Uitzondering voor eigenwoningschulden Bij het vaststellen van bovenmatige schulden, worden schulden die kwalificeren als eigenwoningschuld in box 1 niet meegenomen. Voor eigenwoningschulden die een aanmerkelijkbelanghouder aangaat na 31 december 2022, moet een recht van hypotheek worden verstrekt.

Tips voor de prakijk!

Aanmerkelijkbelanghouders hebben tot eind 2023 de tijd om bovenmatige schulden af te bouwen tot maximaal € 700.000. Hierbij de volgende tips:

  • Bespreek een eventuele bovenmatige schuldverhouding met de vennootschap tijdig met je klant. Er wordt niet voorzien in een overgangsregeling voor bestaande schulden. De aanmerkelijkbelanghouder heeft nu nog tijd om maatregelen te treffen.
  • Veel ondernemers financieren de eigen woning bij de eigen onderneming. Het komt regelmatig voor dat de schuld geen aflossingsverplichting heeft, waardoor de schuld in box 3 zit.
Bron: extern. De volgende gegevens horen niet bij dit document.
PR #9, opened 2024-10-09
Prepare for Python bindings

aliddell:
- Change the CMake option `NOTEST` (a negative) to `BUILD_TESTS` (a positive), defaults to `ON`
  - Conditionally include `tests` directory in the base CMakeLists.txt file based on this option
- Add a bunch of Python-related stuff to .gitignore
- Set `POSITION_INDEPENDENT_CODE` to `ON` in the streaming library
- Fix under-indent in acquire.zarr.h

### DIFF
--- a/.github/workflows/build.yml
+++ b/.github/workflows/build.yml
@@ -93,12 +93,12 @@ jobs:
 
       - name: Build for x64
         run: |
-          cmake --preset=default -DVCPKG_TARGET_TRIPLET=x64-osx -DVCPKG_INSTALLED_DIR=${{github.workspace}}/vcpkg-x64 -B ${{github.workspace}}/build-x64 -DCMAKE_BUILD_TYPE=${{matrix.build_type}} -DCMAKE_OSX_ARCHITECTURES="x86_64" -DNOTEST=1
+          cmake --preset=default -DVCPKG_TARGET_TRIPLET=x64-osx -DVCPKG_INSTALLED_DIR=${{github.workspace}}/vcpkg-x64 -B ${{github.workspace}}/build-x64 -DCMAKE_BUILD_TYPE=${{matrix.build_type}} -DCMAKE_OSX_ARCHITECTURES="x86_64" -DBUILD_TESTS=OFF
           cmake --build ${{github.workspace}}/build-x64 --config ${{matrix.build_type}}
 
       - name: Build for arm64
         run: |
-          cmake --preset=default -DVCPKG_TARGET_TRIPLET=arm64-osx -DVCPKG_INSTALLED_DIR=${{github.workspace}}/vcpkg-arm64 -B ${{github.workspace}}/build-arm64 -DCMAKE_BUILD_TYPE=${{matrix.build_type}} -DCMAKE_OSX_ARCHITECTURES="arm64" -DNOTEST=1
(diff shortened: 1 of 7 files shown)


CMakeLists.txt
```diff
@@ -1,4 +1,4 @@
-cmake_minimum_required(VERSION 3.23)
+cmake_minimum_required(VERSION 3.30)
```
jeskesen, line 1: Is there a feature you used that required this version upgrade? I'd like it if we could keep this version as low as possible. 

From my own selfish (ROS2) perspective, 3.23 already breaks the build for ubuntu 22.04 (which has CMake v3.22) , and anything higher than 3.28 will break it for 24.04.    One can always go and install more up-to-date CMake versions using kitware's PPA, but it's just another barrier to entry I'd like to avoid, if possible.

CMakeLists.txt
```diff
@@ -19,9 +19,13 @@ set(CMAKE_CXX_STANDARD 20)
 set(CMAKE_CXX_STANDARD_REQUIRED ON)
 set(CMAKE_CXX_EXTENSIONS OFF)
 
-option(NOTEST "Disable all tests" OFF)
+option(BUILD_TESTS "Build tests" ON)
```
jeskesen, line 22: Do you think, rather than having our own flag, we can use the built-in method for enabling the build of tests?  https://cliutils.gitlab.io/modern-cmake/chapters/testing.html

jeskesen (changes requested):
Lets at least talk about the comments, before proceeding.

.github/workflows/build.yml
```diff
@@ -93,12 +93,12 @@ jobs:
...
       - name: Build for x64
         run: |
-          cmake --preset=default -DVCPKG_TARGET_TRIPLET=x64-osx -DVCPKG_INSTALLED_DIR=${{github.workspace}}/vcpkg-x64 -B ${{github.workspace}}/build-x64 -DCMAKE_BUILD_TYPE=${{matrix.build_type}} -DCMAKE_OSX_ARCHITECTURES="x86_64" -DNOTEST=1
+          cmake --preset=default -DVCPKG_TARGET_TRIPLET=x64-osx -DVCPKG_INSTALLED_DIR=${{github.workspace}}/vcpkg-x64 -B ${{github.workspace}}/build-x64 -DCMAKE_BUILD_TYPE=${{matrix.build_type}} -DCMAKE_OSX_ARCHITECTURES="x86_64" -DBUILD_TESTS=OFF
           cmake --build ${{github.workspace}}/build-x64 --config ${{matrix.build_type}}
 
       - name: Build for arm64
         run: |
-          cmake --preset=default -DVCPKG_TARGET_TRIPLET=arm64-osx -DVCPKG_INSTALLED_DIR=${{github.workspace}}/vcpkg-arm64 -B ${{github.workspace}}/build-arm64 -DCMAKE_BUILD_TYPE=${{matrix.build_type}} -DCMAKE_OSX_ARCHITECTURES="arm64" -DNOTEST=1
+          cmake --preset=default -DVCPKG_TARGET_TRIPLET=arm64-osx -DVCPKG_INSTALLED_DIR=${{github.workspace}}/vcpkg-arm64 -B ${{github.workspace}}/build-arm64 -DCMAKE_BUILD_TYPE=${{matrix.build_type}} -DCMAKE_OSX_ARCHITECTURES="arm64" -DBUILD_TESTS=OFF
```
jeskesen: It looks like there are several references to  BUILD_TESTS that were missed?    Maybe these don't even need to get set anymore?

aliddell: Yeah I remembered these after I requested another review.

jeskesen (approved):
Thanks for making those updates!

PR #10, opened 2024-10-09
Implement Python bindings

aliddell:
- Implement Python bindings
  - Add a CMake option (off by default) to build Python bindings
  - Add setup.py, pyproject.toml, and MANIFEST.in with which you can install acquire_zarr in your environment
  - Add a job to build Python wheels

Tests coming later. Stay tuned...


jeskesen:
LGTM, but I'd like to get someone else's opinion on the Python packaging, because I don't know that part.

python/acquire-zarr-py.cpp
```diff
@@ -0,0 +1,443 @@
...
+           :toctree: _generate
+           append
+    )pbdoc";
+
+    py::enum_<ZarrVersion>(m, "Version")
+      .value("V2", ZarrVersion_2)
+      .value("V3", ZarrVersion_3)
+      .export_values();
+
+    py::enum_<ZarrDataType>(m, "DType")
```
jeskesen, line 297: A topic for discussion: do we think it might be worth building ways to implicitly (or explicitly) convert between numpy's DType & ZarrDataTypes?

jeskesen (approved):
So, from my perspective, it wasn't readily understandable how to build the new python bindings.   I did it the "CMake way", with a configure/build/install step, and they weren't installed in the "install" directory (as it appears there's no install step added in the 

Over Slack, @aliddell showed me how to build it the "python" way: ` python -m build`, and that worked fine.  So, I'll approve this, but can we open a new ticket to update build instructions?

python/acquire-zarr-py.cpp
aliddell: Yeah, I think that might be worthwhile to do.

PR #11, opened 2024-10-10
Add Python tests (1)

aliddell:
- Adds some basic tests for the settings classes
  - Adds Python tests to CI
- Fixes binding of `PyZarrStreamSettings::dimensions` to allow list-like behavior in Python
- Adds default values for previously uninitialized class members
- Adds `kwargs` constructors and `__repr__` to bound classes


jeskesen (approved):
LGTM.

PR #17, opened 2024-11-05
Set log level from Python

aliddell:
- Suppresses log messages below on set log level
- Adds a new log level, `LogLevel_None`, for no logging
- Exposes `LogLevel` enum, `get_log_level`, and `set_log_level` in Python


jeskesen (approved):
LGTM

PR #20, opened 2024-11-27
Vectorized file writes

aliddell:
Adds a class which takes a `std::vector<std::span<std::byte>>>&` and writes the contents of each span in a vectorized fashion to the filesystem. Includes some system-dependent code because of course it does.

Also adds benchmarking code so that we can test streaming performance before and after this change.


jeskesen (changes requested):
It looks like there's a lot of duplicated code between ChunkIndexBuffer & ShardIndexBuffer.  Could they be combined?

aliddell:
> It looks like there's a lot of duplicated code between ChunkIndexBuffer & ShardIndexBuffer. Could they be combined?

Actually they don't belong there. Those are artifacts from something I was trying but discarded.

jeskesen (approved):
LGTM

PR #21, opened 2024-12-04
Add some examples.

aliddell:
C and Python examples, tested working.


examples/python/zarrv2-raw-filesystem.py
```diff
@@ -0,0 +1,55 @@
...
+
+    settings.store_path = "output_v2.zarr"
+    settings.version = ZarrVersion.V2
+    settings.data_type = DataType.INT32
+
+    # Create stream
+    stream = ZarrStream(settings)
+
+    # Create and write sample data
+    for i in range(10):
```
jeskesen, line 45: This is just a (nit-picky) suggestion, that we should discuss:
For examples, it might make it more intuitive to show the calls closer to how they actually would be used.  Here, you generate the data in the same loop as you write it.  It might it more intuitive to generate all the data up front and then have only the append (which indexes into an array) inside the loop.   Another possibility would be to put the image generation call inside a get_image_data function call (which gets called within the loop).

jeskesen: This comment applies to all the python examples (won't repeat for each)

aliddell:
Also closes #25.

jeskesen (approved):
Thanks for addressing those comments.  LGTM.

PR #23, opened 2024-12-05
Vectorized chunk writes

aliddell:
- Add a few virtual methods to `ArrayWriter`
  - `data_root_()` constructs the path to the location where chunk or shard files are currently going to be written
  - `metadata_path_()` constructs the path to the array metadata file
  - Remove `version_()`
  - Replace `compress_buffers_()` with `compress_chunk_buffer_()`, which compresses one buffer at a time
  - Make `make_data_sinks_()` and `close_sinks_()` pure virtual methods
- Rename `SinkCreator` methods to be explicit about which type of sink (S3 or filesystem).
- Zarr V2: Enqueue each chunk to be written immediately after compression, rather than waiting until all chunks are compressed before writing them
- Zarr V3: Write chunks to shards using `FileWriteGather` (Windows) or `pwritev` (POSIX).


src/streaming/array.writer.cpp
```diff
@@ -400,15 +323,12 @@ zarr::ArrayWriter::flush_()
...
-    CHECK(flush_impl_());
+    compress_and_flush_();
 
     const auto should_rollover = should_rollover_();
-    if (should_rollover) {
-        rollover_();
-    }
 
     if (should_rollover || is_finalizing_) {
+        rollover_();
```
jeskesen, line 331: Compared to the old functionality, rollover_() would now be called if should_rollover==false but is_finalizing==true, whereas it wouldn't have before.  I just want to make sure that is intended.

aliddell: Correct. I previously didn't want to call `rollover_()` when finalizing because it would uselessly increment  a counter, but the alternative was to add another check on `is_finalizing_` to call `close_files_()` -- but only when we had a ragged append dimension. This is simpler, and the increment doesn't matter.

jeskesen (approved):

src/streaming/array.writer.cpp
```diff
@@ -138,84 +137,21 @@ zarr::ArrayWriter::is_s3_array_() const
...
-                            ".array.json";
-            break;
-        default:
-            LOG_ERROR("Unsupported Zarr version");
-            return false;
-    }
+    const auto metadata_path = metadata_path_();
 
     if (is_s3_array_()) {
         SinkCreator creator(thread_pool_, s3_connection_pool_);
```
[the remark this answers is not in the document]
aliddell: I'll just remove the namespace identifier from line 154.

Als de schuld op een later moment kwalificeert als een eigenwoningschuld, door bijvoorbeeld een aflossingsverplichting aan te gaan, dan valt de schuld in box 1. Mogelijk is hierdoor minder box 2-belasting verschuldigd.
  • Als de schulden betrekking hebben op in box 3 belegd onroerend goed, kan het voorkomen dat de klant die wil laten overnemen door een bank. Houd dan rekening met de plannen in box 3 als het om de aftrek van schulden gaat.